Activity:
Where the records below show the word "MyFeaturesFeature" in a line, please copy that line.

Start of Entries supplied

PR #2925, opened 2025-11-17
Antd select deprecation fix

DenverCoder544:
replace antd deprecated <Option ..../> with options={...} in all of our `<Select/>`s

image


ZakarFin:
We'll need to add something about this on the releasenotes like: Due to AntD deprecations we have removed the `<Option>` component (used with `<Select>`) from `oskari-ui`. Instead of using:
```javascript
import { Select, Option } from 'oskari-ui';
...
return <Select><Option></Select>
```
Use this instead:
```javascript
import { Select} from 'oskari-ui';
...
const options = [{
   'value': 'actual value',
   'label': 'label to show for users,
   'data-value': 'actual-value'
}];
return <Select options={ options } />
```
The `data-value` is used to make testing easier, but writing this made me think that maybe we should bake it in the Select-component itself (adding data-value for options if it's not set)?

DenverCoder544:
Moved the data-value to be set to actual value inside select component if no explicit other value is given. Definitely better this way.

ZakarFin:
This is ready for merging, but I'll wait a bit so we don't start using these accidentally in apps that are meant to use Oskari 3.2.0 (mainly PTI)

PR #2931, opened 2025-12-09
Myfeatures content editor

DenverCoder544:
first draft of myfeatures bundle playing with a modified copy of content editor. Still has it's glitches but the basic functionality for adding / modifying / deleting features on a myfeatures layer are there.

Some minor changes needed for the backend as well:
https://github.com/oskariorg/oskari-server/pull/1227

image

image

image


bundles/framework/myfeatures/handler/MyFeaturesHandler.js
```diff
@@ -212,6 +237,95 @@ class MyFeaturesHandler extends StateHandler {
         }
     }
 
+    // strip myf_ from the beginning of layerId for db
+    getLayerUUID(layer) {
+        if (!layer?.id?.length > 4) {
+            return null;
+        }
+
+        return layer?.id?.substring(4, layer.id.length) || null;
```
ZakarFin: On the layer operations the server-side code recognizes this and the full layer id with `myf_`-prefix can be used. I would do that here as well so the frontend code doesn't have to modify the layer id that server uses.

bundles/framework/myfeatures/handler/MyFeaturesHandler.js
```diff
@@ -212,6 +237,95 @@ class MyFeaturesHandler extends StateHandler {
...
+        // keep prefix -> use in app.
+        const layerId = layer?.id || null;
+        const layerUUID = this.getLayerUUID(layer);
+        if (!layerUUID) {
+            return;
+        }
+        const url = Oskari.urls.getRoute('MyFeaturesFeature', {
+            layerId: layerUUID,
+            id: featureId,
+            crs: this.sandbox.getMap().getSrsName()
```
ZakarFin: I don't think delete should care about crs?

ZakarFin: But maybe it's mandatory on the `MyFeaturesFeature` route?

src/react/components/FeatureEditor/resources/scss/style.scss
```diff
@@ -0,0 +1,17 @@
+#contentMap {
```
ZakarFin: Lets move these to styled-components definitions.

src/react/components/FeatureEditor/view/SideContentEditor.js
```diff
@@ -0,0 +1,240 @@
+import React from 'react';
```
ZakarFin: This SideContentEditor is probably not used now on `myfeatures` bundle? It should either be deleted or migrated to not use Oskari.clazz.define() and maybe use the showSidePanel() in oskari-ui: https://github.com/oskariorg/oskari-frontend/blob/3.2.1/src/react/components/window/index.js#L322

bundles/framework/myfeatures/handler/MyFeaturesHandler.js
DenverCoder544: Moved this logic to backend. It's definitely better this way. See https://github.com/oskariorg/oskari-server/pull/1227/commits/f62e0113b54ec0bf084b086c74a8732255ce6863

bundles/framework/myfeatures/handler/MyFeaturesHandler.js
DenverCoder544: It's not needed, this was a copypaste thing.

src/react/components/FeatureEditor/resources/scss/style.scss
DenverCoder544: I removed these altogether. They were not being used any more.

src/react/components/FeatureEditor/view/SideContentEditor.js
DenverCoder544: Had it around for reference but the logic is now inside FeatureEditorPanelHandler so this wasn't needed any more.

End of Entries supplied

Written solution:
+        const url = Oskari.urls.getRoute('MyFeaturesFeature', {
ZakarFin: But maybe it's mandatory on the `MyFeaturesFeature` route?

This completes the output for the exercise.